The task | Below are some entries; write out each one of them exactly.

Given data |

PR #486, opened 2018-03-17
More changes from Dragonboard port

drewmoseley:
I've split the previous PR into 2.  I think the troublesome commits are in this PR so we'll see what the test results show.


kacf:
Sigh, yes, I'm afraid so. In fact, no client builds are working ATM. I will try to look at the problem next week, but I have to prioritize and get some coding work done this week.

drewmoseley:
@kacf the only issue in the vexpress-qemu acceptance is "Could not reconnect to host"

There are several failures in the qemux86-64 acceptance tests.  Do you think they could actually be caused by this PR or is that stuff still WIP?

kacf:
> the only issue in the vexpress-qemu acceptance is "Could not reconnect to host"

Yes, I think this is exactly the issue that I saw with your PR earlier, and it has been consistent, so this is definitely a real error.

> There are several failures in the qemux86-64 acceptance tests. Do you think they could actually be caused by this PR or is that stuff still WIP?

I was also greeted by those exact 5 tests failing this morning. Turns out it was a [race condition](https://github.com/mendersoftware/meta-mender/commit/0df5e1b4d22750e3fbc2d74559580c99b0a5f22d), so you might want to rebase before your next build. That should fix qemux86-64.

drewmoseley:
@kacf @GregorioDiStefano do we need to do some cleanup:

> WARNING: The free space of /mnt/sstate-cache (10.162.0.3:/export/sstate-cache) is running low (0.998GB left)

kacf:
Indeed we do. Started special cleanup build [here](https://mender-jenkins.mender.io/job/mender-builder/542/).

drewmoseley:
@kacf I think this is finally ready.  At least all the tests have passed.  I don't have any means to test this on the master branch as the only BSP I know of that uses 10 or more partitions is the Dragonboard which only has a platform layer that has been tested on the Morty branch.

drewmoseley:
@kacf any thoughts here?

kacf:
The failure on vexpress-qemu-flash is almost certainly because of the `MENDER_DEFAULT_LOADADDR` being missing for the UBI case. But the question of `CONFIG_LOADADDR` in U-Boot is something I'm also struggling with. Should we use `loadaddr`, which is its variable name, or should we use `kernel_addr_r`? I've asked some question on the U-Boot mailing lists, but have gotten zero response. I propose that we talk about this because it's quite important for future development. I have added it to the client meeting agenda, where I've also posted some links for context.

drewmoseley:
OK.  I originally submitted this PR without https://github.com/mendersoftware/meta-mender/pull/486/commits/2121acf841ba0c58d6438ba78ee6f866612d1801 so I'll update it as such so at least we can get the other bits merged.

drewmoseley:
@kacf I just pushed an updated version rebased on the latest HEAD with the patch context lines updated. Nothing else has changed.

kacf:
Great, thanks for pushing this!

PR #489, opened 2018-04-05
Document raspberrypi0-wifi and raspberrypi-cm support.

drewmoseley:
Changelog: None


drewmoseley:
@kacf this is obviously pretty simple.  Note that raspberrypi0-wifi explicitly requires master but raspberrypi-cm works on older branches but it may not be worth making this change in older branches.

kacf:
Makes sense, we can let demand drive it. For now, I think master is enough.

PR #490, opened 2018-04-06
test_uboot_compile: Run maximum 8 jobs to avoid I/O saturation.

kacf:
Changelog: None


kacf:
Will solve this differently.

Task result |
PR #486, opened 2018-03-17
More changes from Dragonboard port

drewmoseley:
I've split the previous PR into 2.  I think the troublesome commits are in this PR so we'll see what the test results show.


kacf:
Sigh, yes, I'm afraid so. In fact, no client builds are working ATM. I will try to look at the problem next week, but I have to prioritize and get some coding work done this week.

drewmoseley:
@kacf the only issue in the vexpress-qemu acceptance is "Could not reconnect to host"

There are several failures in the qemux86-64 acceptance tests.  Do you think they could actually be caused by this PR or is that stuff still WIP?

kacf:
> the only issue in the vexpress-qemu acceptance is "Could not reconnect to host"

Yes, I think this is exactly the issue that I saw with your PR earlier, and it has been consistent, so this is definitely a real error.

> There are several failures in the qemux86-64 acceptance tests. Do you think they could actually be caused by this PR or is that stuff still WIP?

I was also greeted by those exact 5 tests failing this morning. Turns out it was a [race condition](https://github.com/mendersoftware/meta-mender/commit/0df5e1b4d22750e3fbc2d74559580c99b0a5f22d), so you might want to rebase before your next build. That should fix qemux86-64.

drewmoseley:
@kacf @GregorioDiStefano do we need to do some cleanup:

> WARNING: The free space of /mnt/sstate-cache (10.162.0.3:/export/sstate-cache) is running low (0.998GB left)

kacf:
Indeed we do. Started special cleanup build [here](https://mender-jenkins.mender.io/job/mender-builder/542/).

drewmoseley:
@kacf I think this is finally ready.  At least all the tests have passed.  I don't have any means to test this on the master branch as the only BSP I know of that uses 10 or more partitions is the Dragonboard which only has a platform layer that has been tested on the Morty branch.

drewmoseley:
@kacf any thoughts here?

kacf:
The failure on vexpress-qemu-flash is almost certainly because of the `MENDER_DEFAULT_LOADADDR` being missing for the UBI case. But the question of `CONFIG_LOADADDR` in U-Boot is something I'm also struggling with. Should we use `loadaddr`, which is its variable name, or should we use `kernel_addr_r`? I've asked some question on the U-Boot mailing lists, but have gotten zero response. I propose that we talk about this because it's quite important for future development. I have added it to the client meeting agenda, where I've also posted some links for context.

drewmoseley:
OK.  I originally submitted this PR without https://github.com/mendersoftware/meta-mender/pull/486/commits/2121acf841ba0c58d6438ba78ee6f866612d1801 so I'll update it as such so at least we can get the other bits merged.

drewmoseley:
@kacf I just pushed an updated version rebased on the latest HEAD with the patch context lines updated. Nothing else has changed.

kacf:
Great, thanks for pushing this!

PR #489, opened 2018-04-05
Document raspberrypi0-wifi and raspberrypi-cm support.

drewmoseley:
Changelog: None


drewmoseley:
@kacf this is obviously pretty simple.  Note that raspberrypi0-wifi explicitly requires master but raspberrypi-cm works on older branches but it may not be worth making this change in older branches.

kacf:
Makes sense, we can let demand drive it. For now, I think master is enough.

PR #490, opened 2018-04-06
test_uboot_compile: Run maximum 8 jobs to avoid I/O saturation.

kacf:
Changelog: None


kacf:
Will solve this differently.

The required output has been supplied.